Saved data entries
******
PR #470, opened 2022-06-01
improve Ruby setup instructions

mojavelinux:
* make prerequisites reflect current state of Ruby
* use callout to add note about gem command in Gemfile
* use bundle config to set Bundle install path
* remove unnecessary --binstubs option when calling Bundler
* use presentation.adoc as the sample presentation file name
* fix some inconsistencies with the AsciiDoc syntax

### DIFF
--- a/docs/modules/setup/pages/ruby-setup.adoc
+++ b/docs/modules/setup/pages/ruby-setup.adoc
@@ -5,47 +5,50 @@ NOTE: To ensure repeatability, we recommend that you manage your presentation pr
 
 == Prerequisites
 
-. Install {url-bundler}[Bundler^] (if not already installed) using your system's package manager or with:
+If you manage Ruby using https://rvm.io[RVM] (as recommended), make sure you switch to the default Ruby version and gemset:
+
+  $ rvm use default
+
+If you've installed Ruby using RVM, you should already have {url-bundler}[Bundler^] installed.
+You can verify this using the following command:
+
+  $ bundle -v
+
+If Bundler is not installed, you can install it using the following command:
 
   $ gem install bundler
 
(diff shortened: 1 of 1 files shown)


mojavelinux:
Once reviewed and merged, please backport this whole file to the maint-4.1.x branch.

docs/modules/setup/pages/ruby-setup.adoc
```diff
@@ -5,47 +5,50 @@ NOTE: To ensure repeatability, we recommend that you manage your presentation pr
 
 == Prerequisites
 
-. Install {url-bundler}[Bundler^] (if not already installed) using your system's package manager or with:
+If you manage Ruby using https://rvm.io[RVM] (as recommended), make sure you switch to the default Ruby version and gemset:
 
-  $ gem install bundler
+  $ rvm use default
```
Mogztter, line 10: On my machine, I always create a dedicated gemset (to avoid conflicts) using:

```
rvm use default@project-name --create
```

Should we recommend that?

mojavelinux: That's not necessary. The default gemset should never have any other gems in it other than what RVM adds. And when you switch to it `rvm use default`, you get that gemset.

In fact, I never use gemsets anymore because `bundle exec` is a much more reliable way of doing things.

mojavelinux: The default gemset should never be tainted. If you have some other gemset, then in might have other stuff in it. But that's why we are instructing the user to shift off any specialized gemset. This should return them to the default state, which is just Ruby.

> That's what bundle config --local path .bundle/gems is doing?

Absolutely. We're not using a gemset in these instructions. We are installing the gems into the project (like npm does).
******
Work to be completed:
List the lines of the entries that include "never".

Your response:
mojavelinux: That's not necessary. The default gemset should never have any other gems in it other than what RVM adds. And when you switch to it `rvm use default`, you get that gemset.
In fact, I never use gemsets anymore because `bundle exec` is a much more reliable way of doing things.
mojavelinux: The default gemset should never be tainted. If you have some other gemset, then in might have other stuff in it. But that's why we are instructing the user to shift off any specialized gemset. This should return them to the default state, which is just Ruby.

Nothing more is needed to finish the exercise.